For the rest of the piece, my usage of the term “compute used” is synonymous with “the amount of compute used for the final training run of an AI system”.

2.2 Compute Trends: 2012 to 2018

In the blogpost “AI and Compute”, Amodei and Hernandez analyze the compute used for final training runs (Amodei and Hernandez 2018). At this point, it remains the best available analysis.

Figure 2.1: Total amount of compute used for final training runs of selected AI systems. Source: (Amodei and Hernandez 2018).

We can summarize the main insights as follows:

• We can divide the history of compute used for AI systems based on the trend lines into two eras: the first and modern era.
  • The modern era started with AlexNet in 2012. AlexNet was the first publication that leveraged graphical processing units (GPUs) for the training run (we discuss this development in Part 2 - Section 4.2).
• From 2012 to 2018: the amount of compute used in the largest AI training runs has been increasing exponentially, with a doubling time of 3.4 months
  • Since 2012 this metric has grown by more than 300,000x.

The authors do not comment on the breakdown of this trend: is it dominated by increased spending or hardware improvements? Other people at the time noted that this trend has to be due to increased spending on compute since this growth was far faster than growth in computing capabilities per dollar (Carey 2018; Garfinkel 2018; Crox 2019). Eventually, this would lead to massive spending.

The blogpost closes with an outlook where they could imagine this trend continuing, e.g., due to continued improved hardware by hardware startups.^[7] As this piece's latest AI system was AlphaZero which was published in December 2018, we tried to crowdsource more compute estimates and take an updated look.

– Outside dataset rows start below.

PR #1682, opened 2021-12-10
Fix Progress dialog crash on tombstoning

fedemkr:
## Type of change
- [X] Bug fix
- [ ] New feature development
- [ ] Other

## Objective

Android: Fix crash produced by the Progress dialog on tombstoning and also to change it because it was deprecated for the new way.

## Code changes

* **DeviceActionService.cs:** Changed `ProgressDialog` for `AlertDialog` with a custom layout for the progress and improved the `HideLoadingAsync` to take care of more situations so that the dismissal is done correctly and doesn't crash the app
* **AddEditPageViewModel.cs:** Added a check before popping the modal because it could lead to a crash on tombstoning

## Testing requirements

Check that the UI of the loading hasn't been affected dramatically, check that the loading is done correctly in different screens, e.g. logging in or saving a cypher.
Also test that while loading (without letting the loading finish) tombstone the app (a simpler way, but not the same, is to set `Don't keep activities` in Developer options of the settings of the phone before opening the app) and then go back to the app and check that it doesn't crash.

## Before you submit

### DIFF
--- a/src/Android/Services/DeviceActionService.cs
+++ b/src/Android/Services/DeviceActionService.cs
@@ -13,6 +13,7 @@ using Android.OS;
 using Android.Provider;
 using Android.Text;
 using Android.Text.Method;
+using Android.Views;
 using Android.Views.Autofill;
 using Android.Views.InputMethods;
 using Android.Webkit;
@@ -27,6 +28,7 @@ using Bit.Core.Enums;
 using Bit.Core.Models.View;
 using Bit.Core.Utilities;
 using Bit.Droid.Autofill;
+using Bit.Droid.Utilities;
 using Plugin.CurrentActivity;
 
 namespace Bit.Droid.Services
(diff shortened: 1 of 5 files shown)


src/Android/Services/DeviceActionService.cs
```diff
@@ -108,22 +112,102 @@ public async Task ShowLoadingAsync(string text)
...
+
+            if (@object is Activity activity)
             {
-                _progressDialog.Dismiss();
-                _progressDialog.Dispose();
-                _progressDialog = null;
+                if (activity.IsFinishing)
+                    return false;
+
+                if (Build.VERSION.SdkInt >= BuildVersionCodes.JellyBeanMr1 &&
```
mportune-bw, line 205: Fwiw we only support 5.x +

mportune-bw (dismissed):

src/Android/Services/DeviceActionService.cs
fedemkr: I forgot to remove that sorry, making the change asap

vvolkgang (approved):

mportune-bw (approved):

Issue #1689, opened 2021-12-14
Crash on password generator history when changing theme


fedemkr:
### Steps To Reproduce

1. Go to a Password Generator
2. Go to Password Generator history (three dots at the top right corner)
3. Put the app on background
3. Change light/dark mode 🌕 🌑 
4. Go back to the app
6. The app crashes

### Expected Result

The app should open again without crashing

### Actual Result

The app crashes when opening

### Operating System

iOS

### Operating System Version

15.0

### Device

iPhone 11, iPhone 11 Pro

### Build Version

2.15.0 (1225)

### Beta

- [ ] Using a pre-release version of the application.

fedemkr:
Possible related to https://github.com/xamarin/Xamarin.Forms/issues/12045 as well

PR #1690, opened 2021-12-14
Fix by workaround crash on LabelRenderer and when changing themes #1689

fedemkr:
## Type of change
- [X] Bug fix
- [ ] New feature development
- [ ] Other

## Objective

Fix crash on iOS LabelRenderer when changing themes on password generator screen and password generator history. These are **workarounds** only

I think this may need to be further tested and check what happens on certain scenarios before going to PRD. I saw that when the app is supposed to crash, but now it doesn't because of the try...catch, there are certain elements that don't update the style, so maybe I could spend more time in it trying to make everything work correctly

## Code changes

* **CustomLabelRenderer.cs:** Added try...catch when calling base so that we can ignore the exception if it happens, it's the only workardound I could find so far (already submitted PR on Xamarin Forms to fix this https://github.com/xamarin/Xamarin.Forms/pull/14982)
* **ThemeManager.cs:** Sometimes the app crashes when closing a view when coming from background having changed the theme, so I've added a try...catch as a workaround here as well.

## Testing requirements

Scenario 1:
- Go to a cypher -> Edit -> tap on the icon for regenerate password
- Put the app on background
- Change light/dark mode
- Go back to the app
- Without waiting the password label to be updated tap on Select
- The app crashes, and now it shouldn't

Scenario 2:
- Go to Password generator -> Password history (on the toolbar menu three dots)
- Put the app on background
- Change light/dark mode
- Go back to the app
- The app crashes, and now it shouldn't (sometimes it doesn't crash, it needs a few attempts)

## Before you submit

### DIFF
--- a/src/App/Utilities/ThemeManager.cs
+++ b/src/App/Utilities/ThemeManager.cs
@@ -4,6 +4,9 @@ using Bit.App.Services;
 using Bit.App.Styles;
 using Bit.Core;
 using Xamarin.Forms;
+#if !FDROID
+using Microsoft.AppCenter.Crashes;
+#endif
 
 namespace Bit.App.Utilities
 {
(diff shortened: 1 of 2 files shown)


mportune-bw (approved):

src/App/Utilities/ThemeManager.cs
```diff
@@ -14,61 +17,79 @@ public static class ThemeManager
 
         public static void SetThemeStyle(string name, ResourceDictionary resources)
         {
-            Resources = () => resources;
+            try
```
vvolkgang, line 20: NP, code style suggestion:

```csharp
        private static (ResourceDictionary Resources, bool UseLightTheme) GetConfig(string name) => name switch
        {
            "dark" => (new Dark(), false),
            "black" => (new Black(), false),
            "nord" => (new Nord(), false),
            "light" => (new Light(), true),
            _ => OsDarkModeEnabled() ? (new Dark(), false) : (new Light(), true)
        };

//..

            var config = GetConfig(name);
            resources.MergedDictionaries.Add(config.Resources);
            UsingLightTheme = config.UseLightTheme;

```

vvolkgang (approved):
LGTM, small suggestion, thought we could improve this code while at it with newer C# features.

src/App/Utilities/ThemeManager.cs
fedemkr: @vvolkgang  The other day I tested the new c# features but weren't compiling because the project is set with target framework Net Standard 2.0 thus it accepts C# 7.3 by default (and it's marked as using Default c# lang) [https://docs.microsoft.com/en-us/dotnet/csharp/language-reference/configure-language-version#defaults](https://docs.microsoft.com/en-us/dotnet/csharp/language-reference/configure-language-version#defaults).
We might need to change that config in order to use new stuff and also check whether the CI configuration is also able to compile on latest C#

vvolkgang: Fair point, we'll merge this for now and deal with that later! Thanks!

2.3 Compute Trends: An Update^[8]

We are not the first to take an updated look at this trend. Lyzhov sketched this (Lyzhov 2021) and also Branwen discussed this (Branwen 2020). Also, there are several posts that commented on AI and Compute (Carey 2018; Garfinkel 2018; Crox 2019). I will reference some interpretations in Part 2 - Section 4: Forecasting Compute.

Our dataset (Sevilla et al. 2021) contains the same results as the one used in “AI and Compute” and includes a total of 57 models. We have added some recent notable systems such as GPT-3, AlphaFold, PanGu-α, and others. Note that those estimates are either our or others’ best guesses. Most publications do not disclose the amount of compute used. You can find the calculations and sources in the note of the corresponding cell. The public dataset is available and continuously updated as its own independent project. We would appreciate any suggestions and comments. An interactive version of the graph below is available here.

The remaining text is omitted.